*** Exercise inputs ***
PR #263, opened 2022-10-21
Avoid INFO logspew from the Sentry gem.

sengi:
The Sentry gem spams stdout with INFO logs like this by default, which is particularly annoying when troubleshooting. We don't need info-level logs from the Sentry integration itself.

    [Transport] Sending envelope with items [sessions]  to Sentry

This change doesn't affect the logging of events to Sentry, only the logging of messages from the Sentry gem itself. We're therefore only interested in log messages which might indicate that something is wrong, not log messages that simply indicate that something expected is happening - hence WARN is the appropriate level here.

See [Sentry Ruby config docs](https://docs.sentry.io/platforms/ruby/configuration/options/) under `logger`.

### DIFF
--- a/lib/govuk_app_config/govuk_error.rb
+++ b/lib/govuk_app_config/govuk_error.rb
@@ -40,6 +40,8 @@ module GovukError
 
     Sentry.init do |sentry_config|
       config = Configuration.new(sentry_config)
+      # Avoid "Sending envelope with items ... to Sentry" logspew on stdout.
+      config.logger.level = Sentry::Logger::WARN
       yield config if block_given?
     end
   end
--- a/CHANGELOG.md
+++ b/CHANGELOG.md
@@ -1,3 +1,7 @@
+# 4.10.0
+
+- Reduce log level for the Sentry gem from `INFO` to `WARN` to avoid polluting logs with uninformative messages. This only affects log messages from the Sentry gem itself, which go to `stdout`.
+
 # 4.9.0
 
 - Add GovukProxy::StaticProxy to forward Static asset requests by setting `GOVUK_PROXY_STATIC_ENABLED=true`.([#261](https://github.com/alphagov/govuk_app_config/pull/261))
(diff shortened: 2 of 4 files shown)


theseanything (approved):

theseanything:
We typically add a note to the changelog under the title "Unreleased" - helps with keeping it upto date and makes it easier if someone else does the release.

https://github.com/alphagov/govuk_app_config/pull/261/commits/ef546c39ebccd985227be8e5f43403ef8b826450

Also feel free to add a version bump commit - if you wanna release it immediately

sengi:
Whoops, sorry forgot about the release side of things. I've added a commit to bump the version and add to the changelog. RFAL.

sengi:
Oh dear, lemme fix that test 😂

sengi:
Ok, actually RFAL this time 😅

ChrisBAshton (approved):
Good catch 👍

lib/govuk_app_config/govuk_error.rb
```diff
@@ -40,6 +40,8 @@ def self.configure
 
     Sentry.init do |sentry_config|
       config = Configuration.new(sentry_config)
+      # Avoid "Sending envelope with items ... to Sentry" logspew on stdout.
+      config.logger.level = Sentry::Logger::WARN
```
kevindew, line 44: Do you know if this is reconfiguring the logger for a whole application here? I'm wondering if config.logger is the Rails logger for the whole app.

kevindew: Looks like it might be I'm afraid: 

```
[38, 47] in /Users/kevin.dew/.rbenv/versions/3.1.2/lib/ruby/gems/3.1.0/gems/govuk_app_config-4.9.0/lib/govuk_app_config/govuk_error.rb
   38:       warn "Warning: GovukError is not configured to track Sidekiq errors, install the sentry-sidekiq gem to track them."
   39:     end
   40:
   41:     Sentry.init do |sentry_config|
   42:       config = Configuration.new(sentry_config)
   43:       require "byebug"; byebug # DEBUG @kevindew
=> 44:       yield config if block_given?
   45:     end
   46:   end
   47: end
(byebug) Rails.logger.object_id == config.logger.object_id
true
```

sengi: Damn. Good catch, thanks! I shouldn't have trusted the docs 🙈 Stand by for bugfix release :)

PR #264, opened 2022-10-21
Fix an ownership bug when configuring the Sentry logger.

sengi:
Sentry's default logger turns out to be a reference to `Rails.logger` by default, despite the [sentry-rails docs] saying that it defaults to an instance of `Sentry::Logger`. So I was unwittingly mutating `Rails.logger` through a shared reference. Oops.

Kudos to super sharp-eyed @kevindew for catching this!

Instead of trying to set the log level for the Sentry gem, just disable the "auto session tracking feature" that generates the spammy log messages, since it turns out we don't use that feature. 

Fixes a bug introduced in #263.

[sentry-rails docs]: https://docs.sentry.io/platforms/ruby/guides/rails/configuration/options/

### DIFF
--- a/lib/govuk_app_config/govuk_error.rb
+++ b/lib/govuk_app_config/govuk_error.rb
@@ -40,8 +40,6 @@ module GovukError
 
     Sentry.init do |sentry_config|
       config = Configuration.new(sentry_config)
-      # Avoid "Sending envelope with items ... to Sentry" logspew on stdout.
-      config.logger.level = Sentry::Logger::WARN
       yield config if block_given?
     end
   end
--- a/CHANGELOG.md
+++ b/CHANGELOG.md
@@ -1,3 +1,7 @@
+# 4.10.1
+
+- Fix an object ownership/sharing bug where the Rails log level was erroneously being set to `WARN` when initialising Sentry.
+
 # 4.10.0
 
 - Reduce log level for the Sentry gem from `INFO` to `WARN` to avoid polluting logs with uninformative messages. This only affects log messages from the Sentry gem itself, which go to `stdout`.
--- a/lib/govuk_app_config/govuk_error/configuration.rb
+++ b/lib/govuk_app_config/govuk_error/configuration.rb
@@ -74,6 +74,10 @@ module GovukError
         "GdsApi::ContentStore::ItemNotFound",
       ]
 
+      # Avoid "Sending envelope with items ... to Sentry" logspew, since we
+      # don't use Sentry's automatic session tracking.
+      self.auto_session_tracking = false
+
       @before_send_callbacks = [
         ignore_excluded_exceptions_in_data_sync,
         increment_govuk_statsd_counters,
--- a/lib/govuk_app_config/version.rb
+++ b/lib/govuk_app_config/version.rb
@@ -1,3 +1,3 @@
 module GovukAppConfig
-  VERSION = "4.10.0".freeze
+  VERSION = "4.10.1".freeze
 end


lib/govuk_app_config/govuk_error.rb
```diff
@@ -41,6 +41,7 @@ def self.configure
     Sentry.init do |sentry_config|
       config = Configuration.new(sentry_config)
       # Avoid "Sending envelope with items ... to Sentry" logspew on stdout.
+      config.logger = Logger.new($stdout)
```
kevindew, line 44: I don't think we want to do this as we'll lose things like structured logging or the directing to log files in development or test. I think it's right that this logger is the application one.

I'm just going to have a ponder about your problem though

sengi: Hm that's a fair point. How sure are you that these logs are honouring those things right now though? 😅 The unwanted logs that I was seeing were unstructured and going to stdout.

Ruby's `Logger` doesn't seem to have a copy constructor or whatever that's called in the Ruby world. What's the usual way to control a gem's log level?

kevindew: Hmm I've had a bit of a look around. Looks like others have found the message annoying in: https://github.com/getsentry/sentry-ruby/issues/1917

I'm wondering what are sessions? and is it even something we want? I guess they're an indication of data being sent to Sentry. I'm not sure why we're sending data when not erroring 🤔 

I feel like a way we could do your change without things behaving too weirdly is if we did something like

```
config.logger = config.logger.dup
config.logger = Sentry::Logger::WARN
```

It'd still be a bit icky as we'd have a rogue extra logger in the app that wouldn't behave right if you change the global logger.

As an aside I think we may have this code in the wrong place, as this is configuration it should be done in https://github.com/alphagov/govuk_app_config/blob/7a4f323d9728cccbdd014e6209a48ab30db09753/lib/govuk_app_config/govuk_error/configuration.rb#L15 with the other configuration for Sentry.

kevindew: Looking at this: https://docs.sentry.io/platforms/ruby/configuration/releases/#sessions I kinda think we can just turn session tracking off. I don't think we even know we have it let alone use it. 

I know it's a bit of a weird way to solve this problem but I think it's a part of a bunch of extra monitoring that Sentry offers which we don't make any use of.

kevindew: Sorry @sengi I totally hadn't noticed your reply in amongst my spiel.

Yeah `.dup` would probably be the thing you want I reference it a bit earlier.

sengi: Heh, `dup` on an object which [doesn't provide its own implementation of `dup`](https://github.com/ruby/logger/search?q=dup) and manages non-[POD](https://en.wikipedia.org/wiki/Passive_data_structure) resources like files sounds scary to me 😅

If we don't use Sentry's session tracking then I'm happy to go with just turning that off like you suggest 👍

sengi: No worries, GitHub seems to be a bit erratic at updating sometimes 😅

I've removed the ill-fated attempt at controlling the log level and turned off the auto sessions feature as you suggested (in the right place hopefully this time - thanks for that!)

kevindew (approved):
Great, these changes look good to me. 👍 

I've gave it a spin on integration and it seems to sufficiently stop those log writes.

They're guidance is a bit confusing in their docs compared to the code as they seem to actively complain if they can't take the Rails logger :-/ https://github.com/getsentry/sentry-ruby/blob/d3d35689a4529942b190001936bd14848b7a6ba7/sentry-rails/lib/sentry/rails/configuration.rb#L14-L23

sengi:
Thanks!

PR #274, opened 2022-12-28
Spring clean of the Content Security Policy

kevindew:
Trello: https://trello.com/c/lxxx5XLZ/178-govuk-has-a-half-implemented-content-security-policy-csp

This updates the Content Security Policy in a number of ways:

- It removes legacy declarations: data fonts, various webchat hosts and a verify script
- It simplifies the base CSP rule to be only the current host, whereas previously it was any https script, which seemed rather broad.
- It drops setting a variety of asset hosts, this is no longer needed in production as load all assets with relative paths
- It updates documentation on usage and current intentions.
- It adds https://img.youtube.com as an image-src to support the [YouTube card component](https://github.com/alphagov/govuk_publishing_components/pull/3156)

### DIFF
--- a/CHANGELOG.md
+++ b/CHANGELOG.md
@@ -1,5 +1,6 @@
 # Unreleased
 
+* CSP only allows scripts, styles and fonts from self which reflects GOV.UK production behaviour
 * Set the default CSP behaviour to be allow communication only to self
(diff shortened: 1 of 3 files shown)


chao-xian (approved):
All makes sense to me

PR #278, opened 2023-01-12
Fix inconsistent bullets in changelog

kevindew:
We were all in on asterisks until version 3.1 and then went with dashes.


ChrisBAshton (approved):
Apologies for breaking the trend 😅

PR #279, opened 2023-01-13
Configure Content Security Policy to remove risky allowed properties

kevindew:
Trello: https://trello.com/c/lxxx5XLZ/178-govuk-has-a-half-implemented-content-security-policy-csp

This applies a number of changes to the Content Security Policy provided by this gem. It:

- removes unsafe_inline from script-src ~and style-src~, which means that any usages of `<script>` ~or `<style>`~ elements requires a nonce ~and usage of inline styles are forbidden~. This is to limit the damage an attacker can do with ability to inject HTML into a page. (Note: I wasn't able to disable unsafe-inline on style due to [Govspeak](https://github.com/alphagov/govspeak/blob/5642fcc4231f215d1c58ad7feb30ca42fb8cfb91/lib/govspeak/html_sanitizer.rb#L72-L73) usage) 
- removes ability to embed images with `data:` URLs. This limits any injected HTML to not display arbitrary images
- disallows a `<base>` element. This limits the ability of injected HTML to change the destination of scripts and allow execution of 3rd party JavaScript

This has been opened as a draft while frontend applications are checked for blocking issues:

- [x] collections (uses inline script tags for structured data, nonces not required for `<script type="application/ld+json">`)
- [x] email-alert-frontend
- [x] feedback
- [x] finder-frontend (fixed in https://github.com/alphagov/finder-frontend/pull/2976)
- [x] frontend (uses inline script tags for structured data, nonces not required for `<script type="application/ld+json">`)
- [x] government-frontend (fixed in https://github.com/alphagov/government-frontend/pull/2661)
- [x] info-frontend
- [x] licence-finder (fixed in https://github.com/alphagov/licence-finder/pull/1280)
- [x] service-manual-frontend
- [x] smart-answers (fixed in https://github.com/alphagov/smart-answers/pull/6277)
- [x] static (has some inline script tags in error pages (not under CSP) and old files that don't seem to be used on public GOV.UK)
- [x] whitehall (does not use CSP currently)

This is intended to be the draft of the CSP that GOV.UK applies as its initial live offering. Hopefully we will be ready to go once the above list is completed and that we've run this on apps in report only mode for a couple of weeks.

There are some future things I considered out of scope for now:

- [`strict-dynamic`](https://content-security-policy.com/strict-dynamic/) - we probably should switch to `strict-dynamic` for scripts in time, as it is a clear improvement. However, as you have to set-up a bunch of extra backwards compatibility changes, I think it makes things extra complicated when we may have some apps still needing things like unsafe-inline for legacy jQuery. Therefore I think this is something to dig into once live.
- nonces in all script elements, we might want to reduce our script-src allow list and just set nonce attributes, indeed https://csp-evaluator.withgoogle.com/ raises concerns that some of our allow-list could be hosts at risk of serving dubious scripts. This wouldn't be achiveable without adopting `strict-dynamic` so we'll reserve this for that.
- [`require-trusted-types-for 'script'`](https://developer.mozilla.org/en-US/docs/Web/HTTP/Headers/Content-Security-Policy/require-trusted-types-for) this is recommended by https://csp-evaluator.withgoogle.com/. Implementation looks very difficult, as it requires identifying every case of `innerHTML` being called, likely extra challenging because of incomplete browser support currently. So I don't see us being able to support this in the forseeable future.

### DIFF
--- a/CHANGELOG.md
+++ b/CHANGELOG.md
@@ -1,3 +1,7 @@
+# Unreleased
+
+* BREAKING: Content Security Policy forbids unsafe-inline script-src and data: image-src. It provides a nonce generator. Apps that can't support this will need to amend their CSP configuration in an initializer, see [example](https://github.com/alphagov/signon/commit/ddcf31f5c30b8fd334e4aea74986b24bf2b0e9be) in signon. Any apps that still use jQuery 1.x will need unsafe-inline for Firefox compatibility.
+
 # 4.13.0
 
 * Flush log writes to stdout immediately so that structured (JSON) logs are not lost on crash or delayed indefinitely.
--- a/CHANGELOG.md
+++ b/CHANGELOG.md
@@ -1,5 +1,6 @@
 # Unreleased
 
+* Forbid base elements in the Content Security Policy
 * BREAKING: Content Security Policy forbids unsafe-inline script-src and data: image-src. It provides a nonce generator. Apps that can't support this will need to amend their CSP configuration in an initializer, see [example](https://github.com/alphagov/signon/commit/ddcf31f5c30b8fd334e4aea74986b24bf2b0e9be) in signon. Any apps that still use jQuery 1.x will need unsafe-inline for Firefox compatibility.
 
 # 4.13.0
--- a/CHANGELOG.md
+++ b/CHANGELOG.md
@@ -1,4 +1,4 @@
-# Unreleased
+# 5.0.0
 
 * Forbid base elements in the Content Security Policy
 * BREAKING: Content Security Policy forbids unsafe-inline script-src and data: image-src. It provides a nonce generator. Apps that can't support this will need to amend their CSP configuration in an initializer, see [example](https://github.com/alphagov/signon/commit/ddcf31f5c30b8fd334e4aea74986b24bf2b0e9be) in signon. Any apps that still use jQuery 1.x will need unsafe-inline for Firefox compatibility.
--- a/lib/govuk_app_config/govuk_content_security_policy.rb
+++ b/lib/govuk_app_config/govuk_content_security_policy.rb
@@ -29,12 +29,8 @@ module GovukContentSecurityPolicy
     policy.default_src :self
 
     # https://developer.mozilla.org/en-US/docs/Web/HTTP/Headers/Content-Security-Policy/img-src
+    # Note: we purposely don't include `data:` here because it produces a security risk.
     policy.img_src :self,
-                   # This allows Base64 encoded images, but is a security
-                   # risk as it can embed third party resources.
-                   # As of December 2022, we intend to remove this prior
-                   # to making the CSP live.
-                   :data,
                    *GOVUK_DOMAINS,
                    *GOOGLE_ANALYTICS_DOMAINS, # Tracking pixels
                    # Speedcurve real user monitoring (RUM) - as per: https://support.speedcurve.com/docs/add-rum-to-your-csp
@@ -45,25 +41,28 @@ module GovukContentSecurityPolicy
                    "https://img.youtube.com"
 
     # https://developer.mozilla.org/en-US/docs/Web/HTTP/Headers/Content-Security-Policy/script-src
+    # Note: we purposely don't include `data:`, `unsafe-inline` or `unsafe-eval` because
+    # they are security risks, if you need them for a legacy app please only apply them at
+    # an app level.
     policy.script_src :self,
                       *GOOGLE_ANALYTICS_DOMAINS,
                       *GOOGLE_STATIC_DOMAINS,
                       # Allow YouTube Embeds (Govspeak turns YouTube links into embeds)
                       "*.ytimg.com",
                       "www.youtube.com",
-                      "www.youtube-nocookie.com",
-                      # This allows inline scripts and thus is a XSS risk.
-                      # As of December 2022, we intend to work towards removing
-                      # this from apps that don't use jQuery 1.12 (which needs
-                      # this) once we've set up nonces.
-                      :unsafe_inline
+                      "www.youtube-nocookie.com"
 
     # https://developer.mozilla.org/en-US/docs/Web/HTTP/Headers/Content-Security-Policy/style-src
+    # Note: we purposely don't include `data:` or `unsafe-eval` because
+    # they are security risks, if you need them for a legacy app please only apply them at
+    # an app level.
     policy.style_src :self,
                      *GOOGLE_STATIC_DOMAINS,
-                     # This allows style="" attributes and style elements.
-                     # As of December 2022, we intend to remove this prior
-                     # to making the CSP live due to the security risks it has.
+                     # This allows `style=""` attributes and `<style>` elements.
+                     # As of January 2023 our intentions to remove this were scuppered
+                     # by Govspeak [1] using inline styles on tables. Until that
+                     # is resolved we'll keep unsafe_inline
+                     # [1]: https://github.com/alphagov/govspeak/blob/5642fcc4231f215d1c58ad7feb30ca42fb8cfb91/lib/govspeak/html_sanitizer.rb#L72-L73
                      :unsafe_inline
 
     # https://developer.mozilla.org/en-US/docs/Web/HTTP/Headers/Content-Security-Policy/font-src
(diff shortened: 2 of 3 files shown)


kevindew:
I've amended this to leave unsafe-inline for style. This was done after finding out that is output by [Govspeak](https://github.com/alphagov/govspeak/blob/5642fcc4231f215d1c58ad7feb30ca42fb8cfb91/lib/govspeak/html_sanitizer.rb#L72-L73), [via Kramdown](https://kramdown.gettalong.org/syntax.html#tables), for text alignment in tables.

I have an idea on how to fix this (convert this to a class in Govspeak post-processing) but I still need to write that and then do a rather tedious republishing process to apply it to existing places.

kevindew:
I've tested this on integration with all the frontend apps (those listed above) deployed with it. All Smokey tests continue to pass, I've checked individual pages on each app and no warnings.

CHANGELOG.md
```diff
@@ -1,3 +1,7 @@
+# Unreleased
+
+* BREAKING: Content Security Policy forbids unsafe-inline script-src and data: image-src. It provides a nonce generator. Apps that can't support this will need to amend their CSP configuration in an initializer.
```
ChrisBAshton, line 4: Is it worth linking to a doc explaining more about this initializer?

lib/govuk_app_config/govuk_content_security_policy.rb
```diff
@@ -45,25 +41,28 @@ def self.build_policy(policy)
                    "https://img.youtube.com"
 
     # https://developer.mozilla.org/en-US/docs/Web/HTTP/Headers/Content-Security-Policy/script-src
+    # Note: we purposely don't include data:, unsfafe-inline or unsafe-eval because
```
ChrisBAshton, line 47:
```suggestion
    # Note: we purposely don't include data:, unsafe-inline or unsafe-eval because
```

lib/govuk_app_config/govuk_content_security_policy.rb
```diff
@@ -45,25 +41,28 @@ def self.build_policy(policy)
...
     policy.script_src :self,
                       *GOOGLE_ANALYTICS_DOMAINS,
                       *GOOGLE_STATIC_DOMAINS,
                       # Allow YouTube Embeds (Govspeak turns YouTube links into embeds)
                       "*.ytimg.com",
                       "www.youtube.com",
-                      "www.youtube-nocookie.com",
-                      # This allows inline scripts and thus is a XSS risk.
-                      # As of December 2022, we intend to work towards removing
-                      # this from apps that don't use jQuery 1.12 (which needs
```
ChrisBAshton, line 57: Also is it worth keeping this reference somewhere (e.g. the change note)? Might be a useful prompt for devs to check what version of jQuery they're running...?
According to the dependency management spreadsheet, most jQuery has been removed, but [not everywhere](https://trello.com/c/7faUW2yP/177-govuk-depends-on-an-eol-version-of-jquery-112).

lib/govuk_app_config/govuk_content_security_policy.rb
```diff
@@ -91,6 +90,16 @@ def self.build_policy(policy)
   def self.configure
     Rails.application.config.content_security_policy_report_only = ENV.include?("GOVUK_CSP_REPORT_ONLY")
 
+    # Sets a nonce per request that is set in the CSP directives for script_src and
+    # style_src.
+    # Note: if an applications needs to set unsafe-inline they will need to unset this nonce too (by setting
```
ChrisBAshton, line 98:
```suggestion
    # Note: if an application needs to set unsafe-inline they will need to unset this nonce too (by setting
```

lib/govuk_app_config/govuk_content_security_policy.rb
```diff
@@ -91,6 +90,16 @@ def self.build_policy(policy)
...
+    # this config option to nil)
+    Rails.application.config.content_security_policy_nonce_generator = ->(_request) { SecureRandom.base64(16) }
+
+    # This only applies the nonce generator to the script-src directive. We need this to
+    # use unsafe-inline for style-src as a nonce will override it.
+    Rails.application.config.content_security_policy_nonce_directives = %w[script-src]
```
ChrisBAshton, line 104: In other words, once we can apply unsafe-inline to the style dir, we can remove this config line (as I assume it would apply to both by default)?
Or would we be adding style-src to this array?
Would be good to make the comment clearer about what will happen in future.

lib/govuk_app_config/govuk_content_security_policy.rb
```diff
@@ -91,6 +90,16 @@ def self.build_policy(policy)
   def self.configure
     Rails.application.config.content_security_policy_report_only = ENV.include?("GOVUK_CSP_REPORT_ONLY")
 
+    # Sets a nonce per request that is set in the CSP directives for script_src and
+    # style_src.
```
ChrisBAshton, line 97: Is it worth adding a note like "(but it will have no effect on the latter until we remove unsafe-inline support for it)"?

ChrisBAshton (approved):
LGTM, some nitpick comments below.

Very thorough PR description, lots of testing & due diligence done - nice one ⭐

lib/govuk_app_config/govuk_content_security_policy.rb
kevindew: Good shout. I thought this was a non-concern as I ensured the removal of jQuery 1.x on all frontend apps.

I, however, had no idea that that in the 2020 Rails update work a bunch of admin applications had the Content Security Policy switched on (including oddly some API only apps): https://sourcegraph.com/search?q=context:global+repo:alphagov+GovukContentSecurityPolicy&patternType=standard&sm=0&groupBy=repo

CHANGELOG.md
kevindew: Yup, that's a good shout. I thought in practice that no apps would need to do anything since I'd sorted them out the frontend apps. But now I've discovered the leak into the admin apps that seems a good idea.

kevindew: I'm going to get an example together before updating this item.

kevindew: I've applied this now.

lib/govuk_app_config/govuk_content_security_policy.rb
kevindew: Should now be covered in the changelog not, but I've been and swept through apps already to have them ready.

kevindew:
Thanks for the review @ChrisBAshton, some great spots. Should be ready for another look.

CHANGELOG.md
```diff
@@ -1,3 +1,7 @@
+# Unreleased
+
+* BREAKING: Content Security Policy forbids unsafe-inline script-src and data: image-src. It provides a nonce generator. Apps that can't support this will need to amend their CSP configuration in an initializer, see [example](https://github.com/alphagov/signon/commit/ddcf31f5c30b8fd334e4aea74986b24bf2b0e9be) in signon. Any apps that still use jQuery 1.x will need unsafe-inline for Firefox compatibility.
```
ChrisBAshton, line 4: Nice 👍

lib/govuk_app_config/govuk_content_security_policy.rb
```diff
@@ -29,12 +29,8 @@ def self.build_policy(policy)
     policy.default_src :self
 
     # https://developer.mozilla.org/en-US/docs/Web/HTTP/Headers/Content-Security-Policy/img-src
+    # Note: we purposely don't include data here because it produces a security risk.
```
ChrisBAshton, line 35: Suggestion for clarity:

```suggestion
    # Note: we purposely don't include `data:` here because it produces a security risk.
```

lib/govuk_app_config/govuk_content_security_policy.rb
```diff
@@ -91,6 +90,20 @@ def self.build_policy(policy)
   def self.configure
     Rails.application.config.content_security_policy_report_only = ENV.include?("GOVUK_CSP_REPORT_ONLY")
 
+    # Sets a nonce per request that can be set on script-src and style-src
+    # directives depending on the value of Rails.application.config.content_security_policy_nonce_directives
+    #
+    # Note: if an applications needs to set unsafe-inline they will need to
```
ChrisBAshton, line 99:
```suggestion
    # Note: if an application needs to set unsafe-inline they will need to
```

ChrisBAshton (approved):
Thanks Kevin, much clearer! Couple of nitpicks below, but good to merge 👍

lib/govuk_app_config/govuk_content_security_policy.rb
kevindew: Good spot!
*** End of Exercise inputs ***
→ **Instructions for the task**: Using the entries above, give again exactly the lines from the line holding "and style elements." through the line holding "I've amended this". Include both end lines and nothing else.

→ **Solution for this problem**:
-                     # This allows style="" attributes and style elements.
-                     # As of December 2022, we intend to remove this prior
-                     # to making the CSP live due to the security risks it has.
+                     # This allows `style=""` attributes and `<style>` elements.
+                     # As of January 2023 our intentions to remove this were scuppered
+                     # by Govspeak [1] using inline styles on tables. Until that
+                     # is resolved we'll keep unsafe_inline
+                     # [1]: https://github.com/alphagov/govspeak/blob/5642fcc4231f215d1c58ad7feb30ca42fb8cfb91/lib/govspeak/html_sanitizer.rb#L72-L73
                      :unsafe_inline
 
     # https://developer.mozilla.org/en-US/docs/Web/HTTP/Headers/Content-Security-Policy/font-src
(diff shortened: 2 of 3 files shown)


kevindew:
I've amended this to leave unsafe-inline for style. This was done after finding out that is output by [Govspeak](https://github.com/alphagov/govspeak/blob/5642fcc4231f215d1c58ad7feb30ca42fb8cfb91/lib/govspeak/html_sanitizer.rb#L72-L73), [via Kramdown](https://kramdown.gettalong.org/syntax.html#tables), for text alignment in tables.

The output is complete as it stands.